Understandably, the greater portion of the focus of local public interest insofar as the oil recovery pursuits offshore Guyana are concerned is centred around the material returns that accrue to us from ExxonMobil’s pursuits. Contextually, little if anything, has, in recent days, seriously competed for public attention with the various discourses that have to do with the significantly enhanced spending latitude afforded the government, arising out of the unprecedented ability of the country’s budget to benefit from a significant ‘top up’ from our oil and gas ‘nest egg.’

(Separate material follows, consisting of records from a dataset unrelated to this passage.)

PR #5937, opened 2025-04-09
store: Try to spawn copy workers more frequently

lutter:
We used to only try to spawn a new copy worker when we were finished copying a table. But that can take a long time, and in between some connections might have become available. We now check every few minutes if a connection is available and spawn a new worker if it is

### DIFF
--- a/store/postgres/src/copy.rs
+++ b/store/postgres/src/copy.rs
@@ -32,12 +32,13 @@ use diesel::{
 };
 use graph::{
     constraint_violation,
-    futures03::future::select_all,
+    futures03::{future::select_all, FutureExt as _},
     prelude::{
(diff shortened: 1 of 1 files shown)


store/postgres/src/copy.rs
```diff
@@ -705,18 +721,15 @@ impl CopyTableWorker {
...
-    ) -> Result<Self, StoreError> {
+    async fn run(mut self, logger: Logger, progress: Arc<CopyProgress>) -> WorkerResult {
         let object = self.table.dst.object.cheap_clone();
         graph::spawn_blocking_allow_panic(move || {
             self.result = self.run_inner(logger, &progress);
             self
         })
         .await
         .map_err(|e| constraint_violation!("copy worker for {} panicked: {}", object, e))
+        .into()
```
zorancv, line 732: nice!

zorancv (approved):
nifty!

Issue #5449, opened 2024-05-29
[Bug] Impossible combination of entity operations


paymog:
### Bug report

A subgraph that was running without issues on v0.34.0 suddenly started failing in v0.35.0. This subgraph is deployed across many networks and they all started failing with this issue which suggests that this is a regression in v0.35.0.

### Relevant log output

```Shell
May 28 13:26:21.945 ERRO Subgraph failed with non-deterministic error: Failed to transact block operations: internal constraint violated: impossible combination of entity operations: Remove { key: EntityKey(SplitRecipient[0x7c29ca34b44d388ab031ecce7781f2420e1e5c99-0xfa9aad02ffede509520e27ef329ee28871a76828-5], cr=0), block: 15264023 } and then Remove { key: EntityKey(SplitRecipient[0x7c29ca34b44d388ab031ecce7781f2420e1e5c99-0xfa9aad02ffede509520e27ef329ee28871a76828-5], cr=0), block: 15267303 }, retry_delay_s: 108, attempt: 0, sgd: 1, subgraph_id: QmcpChELh7eJShPHvG5zLBUYBsBQby9KZ8roh7BrT2Yp5B, component: SubgraphInstanceManager
```

### IPFS hash

QmcpChELh7eJShPHvG5zLBUYBsBQby9KZ8roh7BrT2Yp5B

### Some information to help us out

- [X] Tick this box if this bug is caused by a regression found in the latest release.
- [ ] Tick this box if this bug is specific to the hosted service.
- [X] I have searched the issue tracker to make sure this issue is not a duplicate.

### OS information

Linux

paymog:
we also see `Failed to transact block operations: internal constraint violated: Batches must go forward. Can't append a batch with block pointer #114200817` as another issue happening on these subgraphs but this one happens less reliably.

paymog:
Seems like this issue might be related to batching. Trying to bisect and the issue doesn't seem to happen reliably on any commits.

paymog:
Now I'm thinking this might be a subgraph bug that wasn't revealed until we upgraded to v0.35.0

paymog:
Setting `GRAPH_STORE_WRITE_BATCH_SIZE=0` seems to resolve the issue

paymog:
[...]

PR #5940, opened 2025-04-10
graph: Allow remove followed by remove in write batches

lutter:
If subgraphs delete entities without checking if they exist, we get two removes in a row. In the database, the second remove would just lead to a query that changes nothing. We'll do the same when putting a write batch together.

Fixes https://github.com/graphprotocol/graph-node/issues/5449


zorancv (approved):
Makes sense!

If no one is suggesting that we become stuck on dark scenarios associated with apocalyptic occurrences that not only completely erode our oil and gas-driven developmental ambitions but set our environmental bona fides back light years, it cannot reasonably be disputed that we need to move to the stage of a much-enhanced public understanding of the environmental/safety considerations that attend the pursuits of ExxonMobil’s ongoing offshore oil recovery pursuits. As things stand it has always been a matter of ExxonMobil more-or-less minding its business and we minding ours. Where some major event that has to do with oil recovery, per se, occurs, we will, in due course, be notified in what is referred to as a ‘structured manner’ about the barrels of oil equivalent of the find and simplified accounts of the complex process.
Peru’s current exchanges with Repsol arising out of the country’s recent oil spill which has ruined critical economic streams in many communities and wreaked what we are told may well be long-term ecological damage in parts of the country are instructive. Emerging from those exchanges at this time are issues to do with culpability and accountability, which matters, of course, usually proceed largely over the heads of the most affected groups and communities.
In large measure, the experience of some other countries is that the manner in which these matters are settled depends very much on the ‘balance of power’ between the affected country and the oil company. The recent Peru experience, for example, points to what appears to be some degree of pushback from Repsol to demands being made by Peru for both compensation and restoration. One expects, of course, that occurrences like the Peru oil spill and the ensuing occurrences can serve as important lessons for Guyana, never mind the fact that at the levels of government, the business community and sections of the public the over-arching preoccupation is with the earliest taste of ‘oil money’ and its promised returns.
But then, hopefully sooner rather than later, our sense of the risks and threats that attend the high stakes pursuit of oil recovery will eventually become etched in public consciousness, hopefully, at least to a degree that equals our present preoccupation with our ‘oil bonanza.’